The story of the prince's relationship with the flower begins to sketch out Saint-Exupéry's views on human relationships. The flower herself is widely believed to have been modeled on Saint-Exupéry's wife, Conseulo, with whom he had an intense but turbulent relationship. It's certainly the case that the flower in The Little Prince is not easy to love, thanks to her vanity and pretensions. Much of her posturing, however, seems to be a way of hiding her real fears and weaknesses. Her insistence that she's afraid of drafts is a way of masking her real defenselessness from creatures that might hurt her. Tellingly, when the prince himself broaches this topic, the rose insists that no animal will harm her despite the meager protection her thorns offers. Even more importantly, the rose's behavior is a way of deflecting from her vulnerability within the context of her relationship with the prince. Deep down, the flower loves the prince, which opens her up to being hurt at his hands.
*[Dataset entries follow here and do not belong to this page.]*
PR #899, opened 2016-08-16
Secure oc-id session cookies

tduffield:
This change addresses SPOOL-219 by enforcing oc-id session cookies to be secure. 

It also fixes a small bug in dev as well as adding rails server support to dvm.


dev/Vagrantfile
```diff
@@ -118,7 +118,7 @@ def define_chef_server(config, attributes)
       chef.add_recipe("dev::user-env")
       chef.add_recipe("dev::dvm")
       chef.json = json || {}
-      #chef.nodes_path = "nodes"
+      chef.nodes_path = "nodes"
```
marcparadise: I actually tried this locally (lastest vagrant) and chef zero failed because of a 404 on the intiial /nodes/ request. I had to change the provider to chef-solo to get dvm online.  That said if it works for you, it's probably a version related thing.  I'll hunt it down and update the README. :+1:

tduffield: I think the nodes folder needs to exist, it doesn't automatically get created.

dev/dvm/lib/dvm/project/rails.rb
```diff
@@ -0,0 +1,45 @@
...
+    end
+    def start_server
+      say "Starting #{service['name']} Rails Server"
+      # We can't trigger a background process via run_command, and -d won't redirect STDOUT
+      exec "cd #{project_dir} && bundle exec rails server -p #{port} -b #{host} -e #{environment} > /var/log/#{omnibus_project}/#{service['name']}/current 2>&1 &"
+
+    end
+    def unload
+      run_command("kill -9 $(cat tmp/pids/server.pid)", "Stopping #{service['name']} Rails Server", cwd: project_dir)
+      run_command("chef-server-ctl start #{service['name']}", "Restarting #{omnibus_project} #{service['name']}")
```
marcparadise: Do we need to remove the symlinks?

marcparadise:
:+1: to the secure change, and just the one question about the dvm addition.

dev/dvm/lib/dvm/project/rails.rb
tduffield: No. tmp automatically get deleted when the process quits, and database.yml doesn't get synced because the included one is useless in dvm.

cnunciato:
:+1:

The fact that meaningful relationships do entail this kind of vulnerability is a key reason why, later in the story, the fox will imply that the prince has a responsibility to whatever he "tames" (60)—the flower included.
The relationship between the flower and the prince also illustrates the ways in which love and friendship give life meaning. The knowledge that the flower is still living on Asteroid B-612 shifts the prince's perceptions of the world. When he looks at the stars, he is reminded that the flower is somewhere out among them, causing the stars themselves to take on added significance. This lays the groundwork not only for another of the fox's lessons, but also for the changes the pilot himself undergoes over the course of the book—the little prince tells the pilot to think of him everytime he looks into the night sky. The fact that this kind of meaning is so personal (i.e. specific to the individual) also offers another way of thinking about the adult fixation on numbers. Focusing primarily on how much we have of something flattens out the "uniqueness" of any single, meaningful thing (like the prince's flower), making it interchangeable with anything else. By contrast, it will become increasingly clear that a truly profound relationship, like the one between the prince and the rose, actually transforms each participant into a more unique and irreplaceable individual.